## [Exercise input]
Issue #2489, opened 2024-03-21
Allow to create contract to unlock grace period


Mik-TF:
### Which package/s are you suggesting this feature for?

Dashboard

### Is your feature request related to a problem? Please describe

When you are in grace period, and fill it your account, it takes some time until you can access your deployment. Maybe this isn't well suited for someone who has a very important workload: they would want to fill the wallet and get the workload back on track as soon as possible.

### Describe the solution you'd like

Allow the user to query the grid/tfchain to recheck the status of the workload and re-activate the contract and then the workload is accessible quickly.

### Note

We could charge a fee for this, not just the contract price. It's the "price" to pay for the user's mistake of not funding the wallet. But we allow the possibility to have the workload up and running quickly, given a reasonable fee.

ramezsaeed:
@sameh-farouk 
can you please check if we can add a trigger for this.

sameh-farouk:
Easy peasy, can be fully implemented from the front end.

By showing a button to bill the due amount and restore workload when the dashboard detects that the user has some contracts in the grace period and a reasonable TFT amount in his wallet.

The button would just call ʼ bill_contract_for_blockʼ externsic with the contract ID.
it's a signed transaction and basically user will have to pay only the the transaction fee and have his contact billed immediately and consequently revive his workload.

0oM4R:
### issue update 

##### work completed: 
added the required functions to tfchain client and grid client

##### WIP 
use  the functions in dashboard 

##### investigation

## [Problem to solve]
Using the records above, select and copy every line that has the word "workload".

## [Solution to this task]
When you are in grace period, and fill it your account, it takes some time until you can access your deployment. Maybe this isn't well suited for someone who has a very important workload: they would want to fill the wallet and get the workload back on track as soon as possible.
Allow the user to query the grid/tfchain to recheck the status of the workload and re-activate the contract and then the workload is accessible quickly.
We could charge a fee for this, not just the contract price. It's the "price" to pay for the user's mistake of not funding the wallet. But we allow the possibility to have the workload up and running quickly, given a reasonable fee.
By showing a button to bill the due amount and restore workload when the dashboard detects that the user has some contracts in the grace period and a reasonable TFT amount in his wallet.
it's a signed transaction and basically user will have to pay only the the transaction fee and have his contact billed immediately and consequently revive his workload.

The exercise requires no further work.